PROVIDED RECORDS Start Marker
PR #4249, opened 2022-01-04
[NTOS:KE/x64] Detect CPU vendor properly and store value in PRCB

binarymaster:
Also generate processor identifier properly based on this value
on the Configuration Manager machine-dependent initialization.

Update processor driver INF file accordingly.

JIRA issue: [CORE-17970](https://jira.reactos.org/browse/CORE-17970)

### DIFF
--- a/ntoskrnl/config/i386/cmhardwr.c
+++ b/ntoskrnl/config/i386/cmhardwr.c
@@ -14,14 +14,7 @@
 
 /* GLOBALS *******************************************************************/
 
-#ifdef _M_IX86
-PCHAR CmpID1 = "80%u86-%c%x";
-PCHAR CmpID2 = "x86 Family %u Model %u Stepping %u";
-#else
-PCHAR CmpID1 = "EM64T Family %u Model %u Stepping %u";
-PCHAR CmpID2 = "AMD64 Family %u Model %u Stepping %u";
-PCHAR CmpID3 = "VIA64 Family %u Model %u Stepping %u";
-#endif
+PCHAR CmpFullCpuID = "%s Family %u Model %u Stepping %u";
 PCHAR CmpBiosStrings[] =
 {
     "Ver",
@@ -353,7 +346,7 @@ CmpInitializeMachineDependentConfiguration(IN PLOADER_PARAMETER_BLOCK LoaderBloc
         for (i = 0; i < KeNumberProcessors; i++)
         {
 #ifdef _M_AMD64
-            PCHAR CmpID;
+            PCHAR FamilyId;
 #endif
             /* Get the PRCB */
             Prcb = KiProcessorBlock[i];
@@ -370,18 +363,19 @@ CmpInitializeMachineDependentConfiguration(IN PLOADER_PARAMETER_BLOCK LoaderBloc
             /* Check if the CPU doesn't support CPUID */
             if (!Prcb->CpuID)
             {
-                /* Build ID1-style string for older CPUs */
+                /* Build 80x86-style string for older CPUs */
                 sprintf(Buffer,
-                        CmpID1,
+                        "80%u86-%c%x",
                         Prcb->CpuType,
                         (Prcb->CpuStep >> 8) + 'A',
                         Prcb->CpuStep & 0xff);
             }
             else
             {
-                /* Build ID2-style string for newer CPUs */
+                /* Build full ID string for newer CPUs */
                 sprintf(Buffer,
-                        CmpID2,
+                        CmpFullCpuID,
+                        "x86",
                         Prcb->CpuType,
                         (Prcb->CpuStep >> 8),
                         Prcb->CpuStep & 0xff);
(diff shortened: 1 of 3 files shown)


ntoskrnl/config/i386/cmhardwr.c
```diff
@@ -376,6 +386,32 @@ CmpInitializeMachineDependentConfiguration(IN PLOADER_PARAMETER_BLOCK LoaderBloc
                         (Prcb->CpuStep >> 8),
                         Prcb->CpuStep & 0xff);
             }
+#elif defined(_M_AMD64)
```
HBelusca, line 389: I was looking at Geoff Chappell's website to see the differences between these `CpuID`, `CpuVendor` etc. fields.
Turns out that `CpuID` field in x64 should always be TRUE: I'm wondering whether we could add somewhere some
`ASSERT(Prcb->CpuID == TRUE);` 🤔

ntoskrnl/config/i386/cmhardwr.c
```diff
@@ -376,6 +386,32 @@ CmpInitializeMachineDependentConfiguration(IN PLOADER_PARAMETER_BLOCK LoaderBloc
...
+            }
+
+            /* Build ID2-style string for all 64-bit CPUs */
+            sprintf(Buffer,
+                    CmpID,
+                    Prcb->CpuType,
+                    (Prcb->CpuStep >> 8),
+                    Prcb->CpuStep & 0xff);
+#else
+            #error Unknown architecture
```
HBelusca, line 413:
```suggestion
#error Unknown architecture
```

ntoskrnl/ke/amd64/cpu.c
```diff
@@ -89,25 +86,25 @@ KiGetCpuVendor(VOID)
     /* Now check the CPU Type */
     if (!strcmp((PCHAR)Prcb->VendorString, CmpIntelID))
     {
-        return CPU_INTEL;
+        Prcb->CpuVendor = CPU_INTEL;
```
HBelusca, line 89: Interesting: the `CpuVendor` field already existed for x64 in NT 5.2, but it had to wait until NT 6.0 to appear in the x86 KPRCB: this should explain why our x86 `KiGetCpuVendor()` doesn't assign anything to this field.

HBelusca (approved):

ntoskrnl/ke/amd64/cpu.c
binarymaster: Yes, I noticed that too.

ntoskrnl/config/i386/cmhardwr.c
binarymaster: Don't have a checked build x64 kernel at hand, so don't know if assertion like that exists. Also in [this function](https://git.reactos.org/?p=reactos.git;a=blob;f=ntoskrnl/ke/amd64/cpu.c;hb=1f6cd380509e7eab8cb653a748ff947fbf8d6974#l43) the code permanently sets it to TRUE.

HBelusca: ah ok then no need for any assertion.

ntoskrnl/config/i386/cmhardwr.c
```diff
@@ -357,6 +366,7 @@ CmpInitializeMachineDependentConfiguration(IN PLOADER_PARAMETER_BLOCK LoaderBloc
             ConfigData.ComponentEntry.AffinityMask = AFFINITY_MASK(i);
             ConfigData.ComponentEntry.Identifier = Buffer;
 
+#if defined(_M_IX86)
             /* Check if the CPU doesn't support CPUID */
             if (!Prcb->CpuID)
```
Extravert-ir, line 371: We don't support CPUs without CPUID, so this should be removed completely

Extravert-ir:
I don't see the point - why complicate the code and detect CPU vendor for that string? Where is it going to be used?
They share the same instruction set

ntoskrnl/config/i386/cmhardwr.c
```diff
@@ -241,6 +247,9 @@ CmpInitializeMachineDependentConfiguration(IN PLOADER_PARAMETER_BLOCK LoaderBloc
     CPU_INFO CpuInfo;
     ULONG ExtendedId;
     PKPRCB Prcb;
+#ifdef _M_AMD64
+    PCHAR CmpID;
```
Extravert-ir, line 251: I don't see the point - why complicate the code and detect CPU vendor for that string? Where is it going to be used?
They share the same instruction set

Extravert-ir (changes requested):

ntoskrnl/config/i386/cmhardwr.c
HBelusca: what string?

ntoskrnl/config/i386/cmhardwr.c
binarymaster: I didn't touched that code anyway :wink:

ntoskrnl/config/i386/cmhardwr.c
binarymaster: This string affects ACPI identifiers, and they affect what CPU driver will be assigned to the device. We don't have specialized CPU drivers though, but this is to match Windows behavior.

Extravert-ir: So we are going to have one driver for all CPUs on 32bit and 3 drivers on 64bit? Where is the logic here?

binarymaster: We will have one driver for both cases, until that changes for some reason. Note that Windows also have different CPU drivers on 32-bit.

HBelusca (approved):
PROVIDED RECORDS End Marker
WHAT TO PRODUCE
Tell how many lines in the data hold the string "ConfigData". Only the number is wanted.

RESPONSE BELOW
2